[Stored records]
--- START ---

PR #2240, opened 2020-07-22
bump py3 base docker images to 3.8.5

Itay4:
## Status
Ready

## Description
bumping py3 to 3.8.5 which includes a number of security-related fixes
https://docs.python.org/release/3.8.5/whatsnew/changelog.html#python-3-8-5-final

### DIFF
--- a/docker/python3/Dockerfile
+++ b/docker/python3/Dockerfile
@@ -1,5 +1,5 @@
-# Last modified: Thu, 28 May 2020 22:53:09 +0000
-FROM python:3.8.3-alpine3.11
+# Last modified: Wed, 22 Jul 2020 08:27:22 +0000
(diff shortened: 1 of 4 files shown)


docker/python3/Dockerfile
```diff
@@ -1,5 +1,5 @@
-# Last modified: Thu, 28 May 2020 22:53:09 +0000
-FROM python:3.8.3-alpine3.11
+# Last modified: Wed, 22 Jul 2020 08:27:22 +0000
+FROM python:3.8.5-alpine3.11
```
glicht, line 2: Let's also bump the alpine version to 3.12
```suggestion
FROM python:3.8.5-alpine3.12
```

PR #2301, opened 2020-08-05
commit sklearn docker -  remove .tar

yguezpa:
## Status
Ready

## Related Issues
related: [Research] MTH Alert Prioritization #26297

## Description
This docker is basically built for sklearn package. It will be use to run automation for MTH incident prioritization model. 
It had only python with some basic ML packages: sklearn, pandas, numpy


docker/sklearn/Dockerfile
```diff
@@ -0,0 +1,20 @@
+FROM demisto/python3:3.7.5.5420
```
glicht, line 1: Why not use our latest image based on python 3.8.3?

docker/sklearn/Dockerfile
```diff
@@ -0,0 +1,20 @@
...
+		make  rsync \
+        libpng-dev freetype-dev libexecinfo-dev libgomp lapack-dev \
+		libgcc libquadmath musl  \
+		libgfortran \
+        gcc \
+        python py-pip  \
+        gfortran \
+        musl-dev \
+  && apk add --no-cache libstdc++  \
+  && apk add --no-cache openblas-dev  \
```
glicht, line 16: I think you can move this up to be part of the install which is for `.build-dependencies`

docker/sklearn/Dockerfile
yguezpa: The model is trained using python3.7. Using python 3.8 can cause come mistakes. @glicht

docker/sklearn/Dockerfile
yguezpa: I can't. If I remove those 2 packages the code won't work. 
libstdc++ is necessary for pandas 
openblas-dev for skikit learn 
@glicht

glicht: I am not too familiar with this. But `openblas-dev` is a dev pacakge. For runtime you should probably be using `openblas`. I would try adding `openblas-dev` to the build-deependencies and installing separately `openblas`.

yguezpa:
@glicht i removed the package openblas-dev
The size is now 165MB

docker/sklearn/Dockerfile
```diff
@@ -0,0 +1,20 @@
...
+COPY requirements.txt .
+
+RUN apk --update add --no-cache --virtual .build-dependencies python-dev build-base wget git g++ python3-dev\
+        openssh curl ca-certificates openssl less htop \
+		make  rsync \
+        libpng-dev freetype-dev libexecinfo-dev libgomp lapack-dev \
+		libgcc libquadmath musl  \
+		libgfortran \
+        gcc \
+        python py-pip  \
```
glicht, line 12: I don't think this is needed

docker/sklearn/Dockerfile
```diff
@@ -0,0 +1,20 @@
+FROM demisto/python3:3.8.3.9324
+
+COPY requirements.txt .
+
+RUN apk --update add --no-cache --virtual .build-dependencies python-dev build-base wget git g++ python3-dev\
+        openssh curl ca-certificates openssl less htop \
+		make  rsync \
+        libpng-dev freetype-dev libexecinfo-dev libgomp lapack-dev \
```
glicht, line 8: libgomp you are installing later on. So not needed here

yguezpa:
@glicht i added the verify.py script. Should it contains something else ?

glicht:
> @glicht i added the verify.py script. Should it contains something else ?

@yguezpa I would add: `sklearn.show_versions()`

PR #2378, opened 2020-08-11
add dill package

yguezpa:
## Status
Ready/In Progress/In Hold Ready

## Related Issues
related: 26297

## Description
Added a new package to the existing docker sklearn


docker/sklearn/Pipfile
```diff
@@ -10,6 +10,8 @@ numpy = "*"
 scikit-learn = "*"
 pandas = "*"
 nltk = "*"
+dill = "*"
+eli5 = "==0.10.1"
```
glicht, line 14: Why specific version? Why not *?

yguezpa:
> You added Pipfile and Pipfile.lock in the root dir that need to be removed

@glicht I need to remove Pipfile and Pipfile.lock and after install eli5 package?

Pipfile
```diff
@@ -0,0 +1,13 @@
+[[source]]
```
glicht, line 1: This file seems to have been checked in by mistake

Pipfile.lock
```diff
@@ -0,0 +1,196 @@
+{
```
glicht, line 1: this file seems to have been checked in by mistake

Pipfile
```diff
@@ -6,10 +6,8 @@ verify_ssl = true
 [dev-packages]
 
 [packages]
-numpy = "*"
-scikit-learn = "*"
-pandas = "*"
-nltk = "*"
+eli5 = "==0.10.1"
+dill = "==0.3.2"
```
glicht, line 10: Why do you have an exact version and not star? I would recommend changing to * so the package will be auto updated by depandabot.

glicht:
Was handled in a different pr

PR #2404, opened 2020-08-14
Trustar dockerfile update

hernantain:
## Status
Ready

## Related Issues
related: link to the issue

## Description
Bounding docker image to trustar's SDK master branch to update on every release

PR #2413, opened 2020-08-16
Handle unknown license

Itay4:
## Status
Ready

## Description
as seen in https://app.circleci.com/pipelines/github/demisto/dockerfiles/4844/workflows/e7671d1c-d02f-416e-955d-c54bdeb61d07/jobs/10720/parallel-runs/0/steps/0-106, `pip show` returned `UNKNOWN` license

added handling of that case by querying the package github repo to get the license from there

related PR: https://github.com/demisto/dockerfiles/pull/2404

### DIFF
--- a/docker/verify_licenses.py
+++ b/docker/verify_licenses.py
@@ -123,10 +123,25 @@ def check_python_license(docker_image: str, licenses: dict, ignore_packages: dic
                               docker_image, "pip", "show", name]
             pip_show = subprocess.check_output(
                 docker_cmd_arr, universal_newlines=True)
+            homepage = ''
             for line in pip_show.splitlines():
+                if line.startswith("Home-page:"):
+                    homepage = line.split(' ')[1].strip()
                 if line.startswith("License:"):
-                    print("{}: found license from pip show: {}".format(name, line))
-                    found_licenses.append(line)
+                    if 'UNKNOWN' in line:
+                        print("Got UNKNOWN license from pip show, trying to query package GitHub homepage {} to get license details.".format(homepage))
+                        owner_and_repo = homepage.split('https://github.com/')[1]
+                        repo_license = req_session.get(
+                            "https://api.github.com/repos/{}/license".format(owner_and_repo),
+                            headers={"Accept": "application/vnd.github.v3+json"},
+                            verify=False
+                        ).json()
+                        license_name = repo_license.get('license', {}).get('name')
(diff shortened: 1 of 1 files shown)


docker/verify_licenses.py
```diff
@@ -123,10 +123,25 @@ def check_python_license(docker_image: str, licenses: dict, ignore_packages: dic
...
-                    found_licenses.append(line)
+                    if 'UNKNOWN' in line:
+                        print("Got UNKNOWN license from pip show, trying to query package GitHub homepage {} to get license details.".format(homepage))
+                        owner_and_repo = homepage.split('https://github.com/')[1]
+                        repo_license = req_session.get(
+                            "https://api.github.com/repos/{}/license".format(owner_and_repo),
+                            headers={"Accept": "application/vnd.github.v3+json"},
+                            verify=False
+                        ).json()
+                        license_name = repo_license.get('license', {}).get('name')
```
anara123, line 139: what if repo don't contain a license?

docker/verify_licenses.py
```diff
@@ -123,10 +123,25 @@ def check_python_license(docker_image: str, licenses: dict, ignore_packages: dic
...
                 if line.startswith("License:"):
-                    print("{}: found license from pip show: {}".format(name, line))
-                    found_licenses.append(line)
+                    if 'UNKNOWN' in line:
+                        print("Got UNKNOWN license from pip show, trying to query package GitHub homepage {} to get license details.".format(homepage))
+                        owner_and_repo = homepage.split('https://github.com/')[1]
+                        repo_license = req_session.get(
+                            "https://api.github.com/repos/{}/license".format(owner_and_repo),
+                            headers={"Accept": "application/vnd.github.v3+json"},
+                            verify=False
```
glicht, line 137: We need to be secure by default.
```suggestion
                            verify=True
```

docker/verify_licenses.py
glicht: Better to add a default of "NOT_FOUND_IN_GITHUB"
```suggestion
                        license_name = repo_license.get('license', {}).get('name', 'NOT_FOUND_IN_GITHUB')
```

Itay4: basically `None` will be added to the the `found_licenses` and later on will count as non approved
but to make it more clear, i added a condition to check if we found a license and only then add it

PR #2414, opened 2020-08-16
update crypto based images

glicht:
## Status
Ready

## Related Issues
related: link to the issue

## Description


docker/oauthlib/Pipfile
```diff
@@ -9,8 +9,6 @@ verify_ssl = true
 requests-oauthlib = "*"
 jwt = "*"
 pyjwt = "*"
-cryptography = "*"
```
anara123, line 12: why these removed from here? because python3 contains them as core modules?

anara123 (approved):

docker/oauthlib/Pipfile
glicht: It is included in the base crypto image

PR #2590, opened 2020-09-21
adding docker image for dl-languages

lperryp:
## Status

## Related Issues
related: link to the issue

## Description
Creating a separate docker image for dl which supports languages


lperryp:
@glicht - the validation fails because we use our own library which the script can't find a licence for it

glicht:
@lperryp is this still relevant following the discussion we had?

lperryp:
> @lperryp is this still relevant following the discussion we had?

@glicht yes, but will update base image to new docker that we built

lperryp:
@glicht the I get an exception 
`Exception: es-core-news-sm: no approved license found for license: License: GPL` 
It's a download of a model from a package called `spacy` that we use in other dockers, can we overcome this?

glicht (approved):

PR #2611, opened 2020-09-23
clarify about crypto as a base image

glicht:
## Status
Ready

## Description
Add clarification about using the demisto/crypto as a base.


GalRabin (approved):
Looks good.

PR #4, opened 2024-01-19
Make Settings page use controlled components

markdavella:
- Created utility for detect when strings contain only numbers
- Made nearly all setting form fields controlled
- experimenting with styling of overall setting pages/tabs

### DIFF
--- a/web2/src/helpers/util.ts
+++ b/web2/src/helpers/util.ts
@@ -50,3 +50,7 @@ export const fromStringResolution = (
   const [h, w] = res.split('x', 1);
   return { widthPx: parseInt(w), heightPx: parseInt(h) };
 };
+
+export const hasOnlyDigits = (value: string) => {
+  return /^-?\d+$/.test(value);
+};
--- a/web2/src/pages/settings/PlexSettingsPage.tsx
+++ b/web2/src/pages/settings/PlexSettingsPage.tsx
@@ -27,6 +27,7 @@ import {
   Typography,
   Input,
   InputAdornment,
+  SelectChangeEvent,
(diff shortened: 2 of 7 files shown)


web2/src/helpers/util.ts
```diff
@@ -50,3 +50,7 @@ export const fromStringResolution = (
   const [h, w] = res.split('x', 1);
   return { widthPx: parseInt(w), heightPx: parseInt(h) };
 };
+
+export const hasOnlyDigits = (value: string) => {
+  return /^-?\d+$/.test(value);
```
chrisbenincasa, line 55: should prob add the global flag to the regex: `/^-?\d+$/g`

web2/src/pages/settings/PlexSettingsPage.tsx
```diff
@@ -119,6 +209,50 @@ export default function PlexSettingsPage() {
...
+
+  const [maxPlayableResolution, setMaxPlayableResolution] = useState<string>(
+    toStringResolution(defaultPlexSettings.maxPlayableResolution),
+  );
+
+  const handleMaxPlayableResolution = (event: SelectChangeEvent<string>) => {
+    setMaxPlayableResolution(event.target.value as string);
+  };
+
+  const [maxDirectStreamBitrate, setMaxDirectStreamBitrate] = useState<string>(
```
chrisbenincasa, line 242: super nit - you shouldnt have to be explicit about the type if it is obvious. vscode/typescript will infer the type as string in this case

chrisbenincasa (approved):

PR #53, opened 2024-02-07
Rewrite to save programs API

chrisbenincasa:
* Supports saving lineups generated by time-slot algo
* "Manually" built lineups are sent without program repeats - saves on
  upload bandwidth to server
* "Time slot" built lineups are regenerated server-side based on the
  schedule so we're not serializing/sending 1000s of programs to the
server at once
* Still some weird logic around updating channel/program associations
  that we should look at
* DB files are now saved in 'minified' JSON format


markdavella (approved):
🚢

PR #72, opened 2024-02-13
Rewrite plex servers API

chrisbenincasa:
* Zod API defintions for all endpoints
* Make delete by ID
* Option at the backend level to not clear out programs (need to expose
  this on API, if we think it is useful)
* Fix on server deletion to not clear program associations if the server
  delete fails
* Use zodios client on frontend for new Plex server endpoint defs
* Other random cleanup as I saw it


markdavella (approved):
You're a mad man!

Issue #79, opened 2024-02-14
Edit Channel page defaulting fields to wrong channels


markdavella:
This happened previously but appears to be happening again. 

<img width="1558" alt="image" src="https://github.com/chrisbenincasa/tunarr/assets/6005331/a075e41e-deef-4173-b71f-6be117133db6">

PR #82, opened 2024-02-14
Fixes issue with loading incorrect channel details on edit page

markdavella:
- Fixes https://github.com/chrisbenincasa/tunarr/issues/79

### DIFF
--- a/web2/src/pages/channels/EditChannelPage.tsx
+++ b/web2/src/pages/channels/EditChannelPage.tsx
@@ -124,9 +124,6 @@ export default function EditChannelPage({ isNew }: Props) {
   });
 
   useEffectOnce(() => {
-    console.log('it ran!');
-    // console.log(channel);
-
     setCurrentChannel(channel);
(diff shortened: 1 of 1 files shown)


web2/src/pages/channels/EditChannelPage.tsx
```diff
@@ -115,7 +114,7 @@ export default function EditChannelPage({ isNew }: Props) {
     // Change this so we only load the form on initial...
     // eslint-disable-next-line @typescript-eslint/require-await
     defaultValues: async () => {
-      const c = originalChannel ?? channel;
+      const c = previousChannel ?? channel;
```
chrisbenincasa, line 117: i have a hunch this works because previousChannel is actually always undefined. Wonder if we can just make this channel

markdavella: lol, that's because you are correct!  I am going to close this and push the fix in a new PR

--- END ---

Which lines of the entries contain "release"? Count them and write only the number.

• [Solution to this exercise]: 2